I don't think that I've heard of a single condo project in Gowanus. >>> Dan: So, we're gonna start -- we're going to put a few properties to market this week, actually. But you're now required to build affordable housing units beyond 12 and a half thousand square feet. So, there's a lot of smaller sites,

not tiny sites, but medium sized sites where you're zoning -- won't be more than 12 and a half thousand square feet. And you're going to see a lot of these small boutique condo sites get developed in the neighborhood. That's where the for sale housing is going to come. But the bulk of the units are going to come to the neighborhood are going to be rental. Because it's very challenging, under the mandatory inclusionary housing, to build condo projects because of the way that the 421a and, and mandatory inclusionary rules work. That may change with the new 421a and there's some discussion and the -- >>> Michael: So, let's go to our zoning.

>>> Dan: Yes. [laughs] >>> Michael: What's, what's this inclusionary housing in the 421a's and how do they look like? >>> Mitchell: Well, thankfully the programs work together. But there's a lot of concern of course, about the expiration of 421a in, in June of this year. And a tremendous effort on the part of lots of our clients and others to vest under the current program. Working closely with the city -- the city has a real

interest in seeing to it that, the, the program works and that we're able to vest, because that's how the affordable housing is unlocked. And without the program, it's impossible really to build affordable housing and, and extraordinarily difficult to build rental housing at all, of course. So, the, the, the replacement idea of the governors is sound, and I think is imaginative and lots of very good things in it. Let's hope the state legislature does the right thing and, and adopts it without too many, too many amendments. And if they do, I think we'll continue to have the ability to move forward. If they

don't, many of us are very, very concerned.

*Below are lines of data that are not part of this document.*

PR #818, opened 2023-01-09
Event store rework

chensation:


src/SfxWeb/src/app/modules/event-store/event-store/event-store.component.ts
```diff
@@ -1,292 +1,191 @@
...
   listSettings?: ListSettings;
   getEvents?(): S[];
   setDateWindow?(startDate: Date, endDate: Date): boolean;
-  timelineResolver?(id: string): boolean; //used to determine if the data contains a given event;
+  objectResolver?(id: string): IDataModel<any>; //used to determine if the data contains a given event;
+}
+
+interface VisReference {
+  name: string,
+  component: Type<any>
```
jeffj6123, line 33: this type should be the  interface we made for visualizations to implement.

src/SfxWeb/src/app/modules/event-store/event-store/event-store.component.ts
```diff
@@ -1,292 +1,191 @@
...
-      .pipe(debounceTime(400), distinctUntilChanged())
-      .subscribe(dates => {
-        this.startDate = new Date(dates.startDate);
-        this.endDate = new Date(dates.endDate);
-        this.setNewDateWindow();
-      });
+  public dateMin: Date;
+
+  private visualizations: VisualizationComponent[] = [];
+  public vizRefs: VisReference[] =
```
jeffj6123, line 57: technically make this an input with a default of this value.

jeffj6123 (commented):
you should try testing this from a local cluster to make sure there are no issues from the proxy.

PR #823, opened 2023-01-28
Dev/t ppesic/federation tab in sfx

pedjaMicrosoft:
**_Federation Visualization in SFX_**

But for the moment, there, there is an effort underway of course, to vest under the existing program. And I think many of our, many of the folks will, will be able to do that. >>> Dan: Well, then I remember back in 2015, when the last 421s program expired, it was well over a year before a new program put into place. And if you look --

>>> Michael: That I remember well. >>> Dan: Yeah, if you look at the building, I think we, I was on a show actually, is that was happening. And, and I was in, in 2016, and we were talking about where's all the development sites. Well, nobody was prompted to, to start new sites, because the program didn't exist. So, it seems like they've gotten a little bit of a headstart on this. And the governor seems to

be talking about it -- >>> Michael: Speaking of the sites, what are the sites selling for today? >>> Dan: They were trading anywhere from $200 per buildable square foot, to $230 per buildable square foot. It's likely now that the rezoning -- the rezoning risk has been essentially been eliminated and hopefully, you know, through any sort of challenges to the article 78, without that risk, more people can, can take on the ability to buy it. >>> Michael: So, you think it's -- since you are the developer, do you believe it's like $300 a foot, today that you can make money if you pay 300 a buildable foot? >>> Nick: Not on rental. Not based on the rental rates that the neighborhood and the -- I mean, the, the other issue is that the soil conditions and concerns about flooding and other issues are really limited -- >>> Michael: The construction costs -- >>> Nick: Construction costs are high, limiting the amount that you can build down. So, a lot of your mechanicals have to be

above grade. There are strict regulations about how much parking you have to deliver per site. So, it's really not so easy to figure out how it all fits together. But at the end of

the day, it really -- that those types of costs are, are limiting the values for sites. >>> Michael: What about retail? How much retail is going to be playing for the community? >>> Nick: Well, I think that the most important thing about retail is, and I think that we've found it and seen it as a result of the pandemic, you really need to be able to have rational thoughtful pricing for, for retail you, and you need to have a true partner in a retailer, right? Whole Foods chose 3rd and 3rd in Gowanus, because they studied the entire city. They understood and knew that people wanted to and needed a Whole Foods in that area, to have Park Slope, to have Boerum Hill, to have Cobble Hill, to have Carroll Gardens. Even Brooklyn Heights have access to a Whole Foods. They, they fought for and got a huge parking lot, so people could drive to them. So, I think that retail, using a Whole Foods model, the critical thing is to balance, right? We're -- we've been spending a lot of time trying to make sure that we don't want just big box retailers. We really want to be able to celebrate all of the

neighborhoods, all of the, you know, the intricate mom and pop stores, be able to have them really have an opportunity to have a business, have rational, thoughtful retail in locations and, and, and very much make it a destination. The canal, when you look at what is going to be -- >>> Michael: You mean Venice. [laughs] >>> Nick: Venice, Venice -- >>> Mitchell: Absolutely. >>> Nick: It's going to be beautiful. And interestingly,

you know, the Toll Bothers sites, the 363-365 Bond, they were very much built initially, and it's more of a feel where it's like a, you know, a Battery Park. It feels a little bit more contrived in terms of the neighborhood, just because they're one-off in a location. And they very much put -- turn their back on the canal. We're looking at it really as an

opportunity to open up and use the canal almost as our front door. Because we think that this is going to be such an exciting destination, elevated to the point where people are going to be as excited about going to the Gowanus Canal, as they are excited about going to the Highline. >>> Michael: Look, we have the situation that you have good mass transit. Okay? The trains over there are fine.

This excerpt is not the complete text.